Don't stare at his veins, Quill. Pull yourself together.
“Could it be that my tears are drawing you in?” I said quickly, trying to distract myself from his artfully decorated skin.
If this was a test of friendship for Lara and me, sent by the universe, it certainly hated me, because in a life where I couldn't predict when I would end up on a bridge again, a man like Davian was the last thing I wanted to stay away from.
The mere fact that he sat down next to this fragile shipwreck without hesitation, even though it could collapse on him...
Just having him next to me made me feel safe. He radiated warmth that immediately wrapped around me, consuming me. But instead of devouring me voraciously, his words and his touch made flowers sprout from barren ground.
“Ink tears probably have that effect on me.”
Only when I turned my head toward him did I realize how close he actually was to me.
He seemed to notice it too, because his gaze wandered from my wet eyes to my salty lips for a split second.
Then he pressed his own lips together and looked away, as if my closeness made him uncomfortable since the incident in his dining room.
A torturous heaviness settled in my stomach and I looked away too.
“Tell me what's worth your tears.”
He stared out the window, so I did the same.
“My father.”
I didn't even think about lying. To Davian Rydell, I would always be an open book.
“No matter how many times I try to show this cold-hearted man that he can't break me, he always manages to prove me wrong. Over and over again…”
More tears.
“Are you financially dependent on him?”
No. No, definitely not. And yet I was living off his money instead of choosing the streets or a hard job. Because I knew, as the coward that I was, that two jobs, even a single 9-5, would completely break me and rob my creative self of all its last strength.
I was dependent on this man. Because I was too weak for this life. And I hated everything about it.
“Someday I'll take all his money and burn it.” I sounded crazy, probably scaring Davian. “At least in my books…”
I felt his gaze on me, but as tempting as it was, I decided to cling to the little I was allowed to enjoy of his existence and looked outside.
Thank you for being here. Thank you for existing.
“If you need money... I've saved up way too much.”
“I would never take money from a...”
I bit my tongue.
Shit.
What were we?
“...friend.”
The tension between us was impossible to ignore.
Why had I said that?
“You consider me your friend?”
Caught out, I looked at him, noticing curiosity in his eyes.
Eyes in which a drop of blue ink had gotten lost ages ago.
“I meant... If you don't...” A smile played around his lips.
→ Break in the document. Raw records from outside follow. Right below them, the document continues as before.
PR #6144, opened 2026-08-09
Fix MessageBus resource cleanup

binaryfire:
## Summary

`MessageBus` owns two kinds of memory: assembled packet payloads, which PHP paths take over as `zend_string` values, and a fixed scratch buffer used for pipe I/O. Both used the single configurable allocator, which is why the destructor could not release the buffer. `ThreadFactory::create_message_bus()` and `ProcessPool::create_message_bus()` allocate it with the standard allocator, and the configured allocator is switched to the Zend one afterwards, so freeing through the configured allocator would release a `malloc()` pointer as a `zend_string`. The buffer was therefore never released for those owners, and the pipe socket wrappers were leaked whenever a reused `ReactorThread` re-initialised its bus.

Give the fixed buffer its own standard allocation path and leave the configurable allocator applying only to assembled packet payloads. The destructor now releases the buffer as well as the pipe wrappers. Reactor threads release both after a normal exit, after a failed `init()`, and before a replacement initialises its reactor. Borrowed pipe descriptors stay open and released slots stay null.

Worker threads also clear pending packets before `php_request_shutdown()`. `Server::call_worker_stop_callback()` already does this on a normal exit, but a bailout skips it and `ReactorThread::init()` does not replace `packet_pool_`, so request-owned strings could otherwise outlive their arena in a bus that is reused.

The fixed IPC buffer is no longer counted as PHP request memory.

## Testing

- focused MessageBus core tests
- PHP 8.4 ZTS build with thread support
- focused thread exit, bailout, replacement, messaging, and reload tests


include/swoole_message_bus.h
```diff
@@ -59,7 +59,7 @@ struct PacketTask {
 
 class MessageBus {
   private:
-    const Allocator *allocator_;
+    const Allocator *packet_allocator_;
```
NathanFreeman: Without changing its name, MessageBus actually has only one memory allocator.

src/protocol/message_bus.cc
```diff
@@ -44,7 +44,8 @@ PacketPtr MessageBus::get_packet() const {
 }
 
 bool MessageBus::alloc_buffer() {
-    void *_ptr = allocator_->malloc(buffer_size_);
+    free_buffer();
```
NathanFreeman: This is unnecessary here. The function is invoked only at process and thread initialization time. Therefore, if it executes again, that implies the process or thread has been terminated and recreated.

src/protocol/message_bus.cc
```diff
@@ -44,7 +44,8 @@ PacketPtr MessageBus::get_packet() const {
...
+    void *_ptr = sw_malloc(buffer_size_);
```
NathanFreeman: Is there any difference here compared to allocating memory through the allocator_?

include/swoole_message_bus.h
binaryfire: Good point. I’ve kept the existing allocator name and setter, and documented that it applies only to assembled packet payloads. The fixed scratch buffer continues using the standard allocator.

src/protocol/message_bus.cc
binaryfire: The worker thread is recreated, but the owning `ReactorThread` and its `MessageBus` are reused. A PHP bailout can bypass `ReactorThread::clean()`, after which the replacement initializes the same bus. Releasing the existing scratch buffer here prevents that allocation from being overwritten and leaked.

src/protocol/message_bus.cc
binaryfire: Yes. PHP paths configure the allocator as `sw_zend_string_allocator()`, whose allocations belong to the current PHP request. That is useful for assembled packet payloads, but the fixed scratch buffer can outlive that request when a `ReactorThread` is reused. `sw_malloc()` gives the scratch buffer the required native lifetime.

matyhtf (changes requested):
Thanks for working on the MessageBus ownership issue. The scratch-buffer lifetime change is directionally useful, but I think the bailout/replacement lifecycle is still incomplete.

1. Request-owned packet buffers can still outlive the PHP request.

`get_packet_buffer()` continues to allocate assembled payloads through `allocator_`, which is configured as `sw_zend_string_allocator()` in PHP server paths. A PHP bailout can jump out of `ReactorThread_onPipeRead()` before `message_bus.pop()` and before `ReactorThread::clean()`/the worker-stop cleanup runs. For example, the command-response path invokes the PHP callback and calls `pop()` only afterwards.

In that case, `php_request_shutdown()` releases the Zend request arena while `packet_pool_` still contains `String` objects pointing into it. A later `clear()` or MessageBus destruction can then release an already-invalid Zend string. Please ensure `packet_pool_` is cleared before `php_request_shutdown()` on both normal return and bailout (for example, through a common thread-request cleanup path).

2. Pipe wrappers are still leaked after bailout/replacement.

The PR correctly notes that a bailout skips `ReactorThread::clean()`. The old reactor is subsequently destroyed, but the reused `ReactorThread::message_bus` still retains its old `pipe_sockets_`. On replacement, `init_pipe_socket()` assigns directly to `pipe_sockets_[pipe_fd]`, overwriting the old pointer. The destructor can only release the newest wrapper, so every bailout/replacement leaks the previous wrappers.

Please clean stale MessageBus state before the replacement calls `swoole_event_init()`, when no reactor is active, or make replacement of an occupied pipe slot explicitly release the old wrapper safely. The current test only covers reinitialization after an explicit `release_pipe_sockets()`, not direct reuse after bailout.

3. Allocation and release must remain symmetric.

If `alloc_buffer()` uses `allocator_->malloc(buffer_size_)`, then `free_buffer()` should use:

```cpp
allocator_->free(buffer_);
```

If the scratch buffer must use the standard allocator to avoid the PHP request lifetime, please represent that allocator explicitly and use the same allocator object for both allocation and release, for example:

```cpp
const Allocator *buffer_allocator_ = sw_std_allocator();

void *_ptr = buffer_allocator_->malloc(buffer_size_);
// ...
buffer_allocator_->free(buffer_);
```

With the current implementation, `sw_malloc()` must be paired with `sw_free()`; using `allocator_->free()` directly with a `sw_malloc()` allocation would itself be an allocator mismatch.

Please also add regression coverage for bailout followed by ReactorThread/MessageBus reuse, including stale packet-pool and pipe-wrapper cleanup.

binaryfire:
@matyhtf I have updated this in 088718508.

- Request-owned packets are now cleared in the common thread request cleanup before `php_request_shutdown()`, including bailout paths.
- Scratch buffers and pipe wrappers are released before a replacement calls `swoole_event_init()`. This runs with no active reactor because `Socket::free()` otherwise defers reclamation. Released pipe slots remain null so lookup behavior is unchanged.
- The scratch buffer now has an explicit standard allocator used for both allocation and release, separate from the configurable packet allocator.

The core tests now cover allocator separation and released pipe lookup behavior. A focused LeakSanitizer comparison also confirms the destructor fix: the merge base leaked two 65,536-byte scratch buffers, while the updated branch did not. The partial-packet bailout window is timing-dependent, so I did not add a PHPT that could pass without exercising it.

NathanFreeman:
Thank you for your work. However, I don't think it's necessary to make changes to `MessageBus` itself. The reasoning is as follows:

- On normal exit, `ReactorThread::clean()` will handle memory cleanup;
- When an abnormal exit triggers a thread restart, `ReactorThread::init()` in `Server::reactor_thread_main_loop` will overwrite the residual invalid memory, so it won't cause any access issues.

That said, the issue of unreleased sockets in `MessageBus` does exist. I suggest keeping the explicit socket release logic and invoking it at an appropriate point.

binaryfire:
@NathanFreeman You're right about the `ReactorThread` buffer after an abnormal exit. `init()` replaces that pointer without reading or freeing it, and the old allocation belongs to the completed PHP request. I've removed that claim from the description.

The reason `MessageBus` itself still has to change is the destructor. `ThreadFactory::create_message_bus()` and `ProcessPool::create_message_bus()` allocate the fixed buffer through the standard allocator. `php_swoole_server_onWorkerStart()`, `php_swoole_server_onUserWorkerStart()`, and `Swoole\Process\Pool::start()` then configure packet allocations to use `sw_zend_string_allocator()`. With a single allocator the destructor cannot safely free the fixed buffer, so it never did. Each task or user worker thread leaks one, including every replacement thread, and each `ProcessPool` leaks one. LeakSanitizer reports two 65,536-byte buffer allocations leaked on the merge base and none on this branch. Giving the fixed buffer its own standard allocation path is what allows the destructor to release it safely.

The explicit pipe socket release follows your suggestion. It runs before a replacement calls `swoole_event_init()`, while no reactor is active, because `Socket::free()` otherwise defers the release to that reactor.

The pre-shutdown packet clear covers the bailout path. `Server::call_worker_stop_callback()` clears the bus on a normal exit, but a bailout skips it and `ReactorThread::init()` does not replace `packet_pool_`.

If you prefer a different way to address these buffer leaks, please let me know.

binaryfire:
@NathanFreeman When you have a moment, could you please take another look at this PR? I have a separate thread-mode MessageBus fix that depends on the final ownership changes here.

NathanFreeman:
Thank you for taking this issue seriously, and for repeatedly revising things based on the review comments. Your analysis of why the destructor cannot release the scratch buffer, and of the pipe wrapper leak after bailout, is accurate, and the LeakSanitizer comparison is also very convincing.

However, after looking into it, we feel that the direction of this PR's fix is not quite right: it splits MessageBus ownership across two sets of allocators, and also adds release logic into the ReactorThread lifecycle, which makes the overall approach considerably more complex than the problem itself requires. We would prefer a simpler approach that handles resource release uniformly at the lifecycle level, rather than making MessageBus bear these semantics itself. The related fix has already been completed in #6237.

And there was something else. Relief. Even though the tension still crackled between us. “I mean, you don't have to...”
“I would gladly be a friend to the author I would have needed in my life twenty years ago.”
Prelude: The Atlas March
Tom Tykwer, Johnny Klimek, Reinhold Heil, MDR Rundfunkchor,
MDR Leipzig Radio Symphony Orchestra, Kristjan J?rvi
Heat exploded in my cheeks.
However innocent that statement sounded, what he implied with it hit me at that point where Davian liked to subconsciously brush along.
My cheeks were much too warm to think clearly.
Friends. We are friends.
That label was the safest thing I could have stamped on us, and at the same time, it was a death sentence for the real connection that had pulsed between us from the beginning.
But Davian had grabbed that lifeline, and now we both seemed to be clinging to it.
Friends. If that meant I didn't have to let him go so soon.
“Where were you twenty years ago?”
He seemed lost in thought again, staring past me out the window.
“Not even here,” I laughed quietly, exhausted.